Of course, this obvious localisation of TLRs makes full sense unless you're a creationist. If these have a non-immune function, I wonder what the authors actually proposed they were doing in antigen-presenting cells and the like before there was disease. Taking up space? They aren't playing a role in overall development, as you can knock out TLRs to compromise immunity without hindering growth of normal every day cells. This does stuff numerous cells of the immune system however, but that should be fairly obvious considering the entire point of TLRs are to detect pathogens and stimulate immune cell maturation and differentiation.
This problem of the localisation of these TLRs is not the only one of course. For example, why is it that TLR 11 in humans is a useless pseudogene yet in other animals is completely functional? Why is there such an incredible variation among TLRs between different animals, some having among 30-40 while others such as us Humans having a much lower amount. Are other animals after the fall just more diseased than we are? Without engaging in majorly wierd mental gymnastics, it's just incredibly difficult to support the immune system being 'created' when there is no disease then suddenly 'poofing' into existence (mind, Professor Behe thinks 'poof' is a legitimate explanation for things). This poofing occuring in the correct cells with the correct receptor patterns to spot diseases that never existed, which coincidentally have themselves just popped into existence with factors that allow them to destroy/subvert the immune system that never existed before either.
Is it just me, or is that utterly non-sensical? Many creationists tell me evolution is full of impossible 'just-so' stories and then come out with things like the above quote.... Hmmm, I think I'll take the 'orthodox' co-evolutionary warfare of pathogens and host immune systems thanks, as at least it makes sense.
Roach J.C., G. Glusman, L. Rowen, A. Kaur, M.K. Purcell, K.D. Smith, L.E. Hood and A. Aderem (2005).
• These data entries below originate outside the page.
PR #994, opened 2023-02-18
Fix `median` function

RickBarretto:
# Description
> ```red
> print median [1,4,3,2]   ; 3.5 ???????
> ```
> Surely this should be 2.5?
reported [here](https://discord.com/channels/765519132186640445/829324913097048065/1076605657177931817).

`median` isn't sorting the array before take the median itself.

Function was just taking the middle term, even unsorted.

## Type of change


RickBarretto:
> I have heard there are some linear-time algorithms for computing the median that don't require sorting. Might be interesting to look into
> - [Krenium](https://discord.com/channels/765519132186640445/829324913097048065/1076624995217854494)

I'm searching for a new implementation, avoiding the `O( n log n)` performance. I found [this article (Median-finding Algorithm)](https://brilliant.org/wiki/median-finding-algorithm/) at Brilliant.org.

RickBarretto:
I'll probably be afk tomorrow.

BTW, the last commit is working, it just doesn't have the best performance of the world.

I'll try to implement a better soon.

src/library/Statistics.nim
```diff
@@ -134,24 +134,25 @@ proc defineSymbols*() =
...
+
             print median [1 5 2 3 4 7 9 8]
             ; 3.5
         """:
             #=======================================================
-            if x.a.len==0: 
+            if x.a.len==0:
                 push(VNULL)
             else:
+                x.a = x.a.sorted(order = SortOrder.Ascending)
```
drkameleon, line 145:
```suggestion
                let sorted = x.a.sorted(order = SortOrder.Ascending)
```

...and then use `sorted` instead of `x.a`, would be a good idea.

Basically, there is a potential problem with directly sorting and setting `x.a` (haven't tried, you may; but I have a feeling it won't work properly). In a few words, I think the end result of this would be:

```
a: [3 1 2 4]
print median a ; it will print 2.5
print a ; now the array has been sorted, which was not intended after all
```

Not 100% sure, but I think it's quite probable. If I'm wrong, obviously you can ignore this comment 😉

drkameleon:
Awesome and fast job as usual! 🚀 

Please, have a look at my comment to verify we are not actually messing up more things than we need to and we can proceed.

Regarding speed, if there's something that we can do to avoid sorting the list before finding the median, obviously that would imply some performance gain. If not, I guess it's still OK... 😉

src/library/Statistics.nim
drkameleon: Just tested it, and unfortunately I was right. The `median` function now works properly (which is great), but the issue with the passed array being changed is there too:

Screenshot 2023-02-20 at 11 09 40

RickBarretto: I'll solve it soon. At night I'll be home.
You're 100% alright here.
*Mea culpa!*

I missed this part, array should never be modified by this function.

drkameleon: No worries! It's an easy trap, in which I've fallen more times than I can count! haha

It's just that those `x`, `y`, `z` that are auto-magically appear available in built-in function implementation are nothing but pointers. So, we may use them, but not change them. (or anything they point to...) 😉

src/library/Statistics.nim
```diff
@@ -134,24 +134,25 @@ proc defineSymbols*() =
...
             print median [1 5 2 3 4 7 9 8]
             ; 3.5
         """:
             #=======================================================
-            if x.a.len==0: 
+            if x.a.len==0:
                 push(VNULL)
             else:
+                let sorted = x.a.sorted(order = SortOrder.Ascending)
                 let first = x.a[(x.a.len-1) div 2]
```
drkameleon, line 146:
```suggestion
                let first = sorted[(sorted.len-1) div 2]
```

src/library/Statistics.nim
```diff
@@ -134,24 +134,25 @@ proc defineSymbols*() =
...
                 let second = x.a[((x.a.len-1) div 2)+1]
```
drkameleon, line 147:
```suggestion
                let second = sorted[((sorted.len-1) div 2)+1]
```

src/library/Statistics.nim
```diff
@@ -134,24 +134,25 @@ proc defineSymbols*() =
...
 
                 if x.a.len mod 2 == 1:
```
drkameleon, line 149:
```suggestion
                if sorted.len mod 2 == 1:
```

Since we now have `sorted`, better use this one. (OK, it's a bit of an overkill to use for `.len` as well, but it looks cleaner I guess). In the case, of `first` and `second`, it's a must, since x.a is not sorted 😉

RickBarretto: Mea culpa, I forgot to update the variables, since I committed the code from Github's fast commit.

RickBarretto:
Hum, something is wrong here for FreeBSD. Lemme see...

RickBarretto:
I committed a broken code, I know.
It's compiling, but it's not working for arrays greater than `tiny`, it doesn't show any special message, just a Windows' pop-up saying "arturo.exe stopped to work.".

I think I might need some help here, @drkameleon.

RickBarretto:
I'll see what is happening with [Console Log](https://nim-lang.org/docs/logging.html#ConsoleLogger)

RickBarretto:
I think I found a infinity recursion... LOL!
image

RickBarretto:
No more infinity recursion... (the problem was on `distribute`, so I made my own)
BUT, I must test it before, check if it's returning me the right value for every possible case...

drkameleon:
This is looking very good, honestly. Far better than I expected for something as trivial as a `median` function.

Great job! 😉 

Let me know when you consider it ready and I'll have another look into it so that we can merge it! 🚀

RickBarretto:
It'll fail...
The most of the tests passed, but, this `[9, 6, 12, 5, 17, 3, 9, 5, 10, 2, 8, 7]` in special is returning `null`... 
Why? IDK... I'm trying to figure out.

```
$> median [9, 6, 12, 5, 17, 3, 9, 5, 10, 2, 8, 7]
SIGSEGV: Illegal storage access. (Attempt to read from nil?)
```

RickBarretto:
[The current code on Playground](https://play.nim-lang.org/#ix=4oTq)

It returns me:
```nim
/usercode/in.nim(73)     in
/usercode/in.nim(65)     medianOfMedians
/usercode/in.nim(67)     medianOfMedians
/usercode/in.nim(44)     medianOfMedians
/playground/nim/lib/system/fatal.nim(54) sysFatal
Error: unhandled exception: index 3 not in 0 .. 2 [IndexDefect]
```

drkameleon:
> [The current code on Playground](https://play.nim-lang.org/#ix=4oTq)
> 
> It returns me:
> 
> ```nim
> /usercode/in.nim(73)     in
> /usercode/in.nim(65)     medianOfMedians
> /usercode/in.nim(67)     medianOfMedians
> /usercode/in.nim(44)     medianOfMedians
> /playground/nim/lib/system/fatal.nim(54) sysFatal
> Error: unhandled exception: index 3 not in 0 .. 2 [IndexDefect]
> ```
> 
> This function should return `8` as value.

Let me have a look...

Inside info: This `indexDefect` type of compiler exception can be quite nightmarish, and most likely it's nothing that big of a mistake on your side... Since, it's compiler related, I would look into things like `import`s, etc, but still not really remember the last time I had such an issue (and how I solved it).

One similar case of me struggling with the exact same kind of error: https://forum.nim-lang.org/t/8976 ... 🤔

drkameleon:
> @drkameleon I think I found the error, and I'm fixing it...

Let's see... I was looking at it *right now*, but I'm quite baffled tbh...

RickBarretto:
Humm... I'll try again...

RickBarretto:
Alright, I don't know what is broken here.
I'll try with the original from brilliant and see if it's not the algorithm itself.

RickBarretto:
It's the algorithm itself, tried with Python:

image

RickBarretto:
I'm testing a new approach based on this article: [My Favorite Algorithm: Linear Time Median Finding](https://rcoh.me/posts/linear-time-median-finding/).

It'[s working well](https://play.nim-lang.org/#ix=4oUN).

RickBarretto:
@drkameleon 
Aaaannnd, working! 🙂

drkameleon (approved):
Looking great! Very, *very* good job as usual!

Also: good idea to have a separate helper module for Statistics-related methods + the unit-tests (which are always a great idea, although I tend to forget about them...)

drkameleon:
I'm going to ignore the supposedly-failing CI action (it's the usual `failed to fetch <some_deb_package>` nonsense, in Github actions...), so let's just move on! 😉 

Ready to merge! 🚀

The evolution of vertebrate Toll-like receptors. Proceedings of the National Academy of Sciences, 102,27;9577-9582.
Update: I should point out that the TLR in Drosophila melanogaster should really be identifed as a Toll receptor as that organism is where these molecules were originally named and discovered. The TLR is named as it is because of the similarities between the D. melanogaster Toll receptor and a family of immune modulating receptors found in vertebrates. It's rather silly to call the original Toll receptor a "TLR" considering it's the receptor everything is supposed to look like. I apologise for any confusion and I've also cleaned up the definitions in this post so that the distinction is clearer.